The names of the sons: Leong Mook Nyean, Leong Yin Nyean, Leong Yeow Nyean, Leong Khuen Nyean, Leong Khoon Nyean, Leong Khee Nyean and Leong Wai Nyean, Leong Fon Nyean.

The names of the daughters: Leong Chu Yoon, Leong Kim Yoon, Leong Ay Yoon, Leong Chooi Yoon, Leong Paik Yoon, Leong Kian Yoon, Leong Keong Yoon, Leong Lee Yoon.

The family bungalow was at 17, Gopeng Road, Ipoh, Perak.

==Later years==
The social stress and heavy responsibilities of public life during the Great Depression and the Sino-Japanese Hostilities exerted a heavy toll on Leong Sin Nam. Age was catching on and his health began to fail in 1939. On his doctor's advice he went to Java to recuperate. It was also suggested that he should take opium but he refused for he knew that it would be useless and he remembered too the time when opium smoking nearly ruined his life. Despite the trip to Java, his health failed to improve and he returned to his bungalow in Port Dickson where he died on 19 January 1940 at age 60 years. His body was brought back in a special train to Ipoh on 22 January and laid in the family residence for eleven days. HRH the Sultan Abdul Aziz of Perak and the acting British Resident of Perak, Mr. N.F.H. Mather were among the distinguished people who paid their last respect. On the day of the funeral all Chinese businesses were closed in the morning. His funeral was described as the grandest in Ipoh and the procession was about two miles (3 km) long. He was the first to be buried in the Cantonese cemetery in Gopeng Road, Ipoh and 38523 sqft of land was presented to his family for his grave.

After his death both English and Chinese newspapers eulogised his fine qualities. The Straits Echo reported
"The passing away of towkay Leong Sin Nam at Port Dickson will cause wide spread regret for he was deservedly popular and much respected, his good works in Perak being as numerous as the sands on the seashore, while by his urbanity and strict integrity, he endeared himself to all whom he came in contact...... he was popular not only with his countrymen but also with Europeans, Eurasians, Indians, Malays and Ceylonese. Socially, he was the best of good fellows. He had no acquaintances, for to know him was to be his friend. As a public man he spared neither time nor trouble in carrying out zealously the duties which public life entails. He never used his position to which he attained with any idea of self advertisement. One of the most modest man one can meet anywhere his aim was always to do good. The same aim influenced his whole life. He was a good man trying according to his lights to be of service to his countrymen. He was so genial, well meaning, earnest and honest".

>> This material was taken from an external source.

Issue #299, opened 2020-04-06
Improve the current auto-allocation mechanism of globalCIDR in subctl


sridhargaddam:
Currently, subctl tries to automatically allocate a globalCIDR chunk from the un-allocated globalnet-cidr-range to a cluster during join operation. Inorder to do this, it depends on the submariner clusterCRD on the Broker. However, for the clusterCRD to be populated by the respective cluster on the Broker usually takes sometime. Because of this, we are unable to execute "subctl join ...." commands in parallel.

His death in 1940 should be celebrated because soon after in 1941 Malaya was invaded by the Japanese beginning with the bombing of Singapore on 8 December 1941. Ipoh was invaded on 15 December 1941 and occupied on 28 December. Leong Sin Nam's pro British and Chinese stance would surely had brought disaster to himself and the family when Britain and China were at war with Japan during the Second World War. Leong Sin Nam's bungalow was seized by the Japanese and became the headquarters of the notorious Japanese Military Police (Kempeitai) headed by the infamous Ekio Yoshimura.

The stories of good men usually have good endings. The Americans dropped atomic bombs on Hiroshima and Nagasaki in August 1945. The Japanese surrendered on 15 August 1945. The British forces landed in Penang on 3 September 1945. Ipoh was soon liberated. Leong Sin Nam's family survived without casualties.